Major crane collapses are most likely to dominate the news. In July 2017, two Samsung heavy cranes collided at a shipyard on the Norwegian North Sea, killing six workers and causing one tower to fall onto the platform below. However, an incident involving a crane does not have to be associated with a collapse. Dropped loads, broken lines, injuries from impacts by swinging loads, and even slip and fall accidents occur around cranes. Being a crane operator or working in such an environment in any capacity comes with risks.
Insufficient maintenance and negligence may contribute to incidents, and operator error is a concern as well. Accidents also occur because of miscommunications, mechanical defects, loads that aren’t properly balanced, and inclement weather and poor visibility.
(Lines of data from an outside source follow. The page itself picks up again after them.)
Issue #1105, opened 2025-01-07
Release `pyarrow<16` constraint


aufdenkampe:
### Kind of request

Changing existing functionality

### Enhancement Description

The [hydromt/pyproject.toml](https://github.com/Deltares/hydromt/blob/main/pyproject.toml) file specifies:

```yaml
"pyarrow<16",             # prevents incompat with pandas.
```

However, since Pandas [2.1.0 (Aug 30, 2023)](https://pandas.pydata.org/docs/dev/whatsnew/v2.1.0.html#what-s-new-in-2-1-0-aug-30-2023), pyarrow has been tightly integrated with Pandas.  

To take advantage of many recent updates and improvements to Pandas and GeoPandas, especially for IO with Parquet/GeoParquet files and GDAL 3.9 (via pyogrio), it would be very helpful to release your no-longer-necessary version constraint on pyarrow. For examples of some of the benefits of these advances, see https://github.com/WikiWatershed/global-hydrography/issues/1

PR #1130, opened 2025-03-13
Update python versions

### LINKED ISSUE #540: Add support for Python 3.12
### Kind of request

Adding new functionality

### Enhancement Description

On 02/10/2023 python 3.12 was released. To make sure we keep up with the newest developments we should add support and testing for this new version as well.

### Use case

_No response_

### Additional Context

_No response_

deltamarnix:
## Issue addressed
Fixes #540 

## Explanation
Add support for python 3.12 and 3.13

## General Checklist
- [x] Updated documentation
- [x] Updated changelog.rst

## Data/Catalog checklist
- [x] None of the old `data_catalog.yml` files have been chagned
- [x] `data/chagnelog.rst` has been updated

### DIFF
--- a/.github/workflows/create-release-artifacts.yml
+++ b/.github/workflows/create-release-artifacts.yml
@@ -22,11 +22,6 @@ jobs:
         with:
           fetch-depth: 0
 
-      - uses: actions/setup-python@v5
-        name: Install Python
-        with:
-          python-version: '3.13'
-
       - name: generate env
         run: |
           pip install tomli flit twine
--- a/.github/workflows/create-release-artifacts.yml
+++ b/.github/workflows/create-release-artifacts.yml
@@ -25,7 +25,7 @@ jobs:
       - uses: actions/setup-python@v5
         name: Install Python
         with:
-          python-version: '3.11'
+          python-version: '3.13'
 
       - name: generate env
         run: |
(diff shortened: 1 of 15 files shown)


.github/workflows/create-release-artifacts.yml
```diff
@@ -25,7 +25,7 @@ jobs:
       - uses: actions/setup-python@v5
         name: Install Python
         with:
-          python-version: '3.11'
```
deltamarnix, line 28: I wonder if we need to install python. Can't we do with the python that is inside of ubuntu?

deltamarnix:
Fixes #1105

.github/workflows/create-release-artifacts.yml
savente93: The docker image that github uses itself it's available anywhere externally as far as I can tell, however, but the community image that `act` uses which is engineerd to be as close to the GHA version as possible does have both python and pip, although the base ubuntu version does not. So it's difficult to say, but I think it should work without the python setup if we don't need a specific version (which I don't think we do)

tl;dr I think it should work without the install python step.

savente93 (approved):
Thanks for this Marnix! good work. I'll leave it up to you if you want to see if you can do without the python install step but aside from that it looks good to me

.github/workflows/create-release-artifacts.yml
deltamarnix: I removed it and we will see if it actually works.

Defective hooks, hydraulics, wires, ropes, winches, controls, and rigging hardware may lead to accidents, and it is essential to have adequate training, supervision, and safety protocols to lessen the chances of a potentially fatal incident on a work site.
Cranes Are Inherently Dangerous
There are many components to cranes. All these parts require expertise to operate; they can fail due to wear and tear, defects, or if handled the wrong way. Workers injured in crane accidents often sustain crush injuries or blows to the head or back. Simply being struck by a small object from above can cause major trouble, as can slipping on a poorly maintained surface near the crane or its equipment.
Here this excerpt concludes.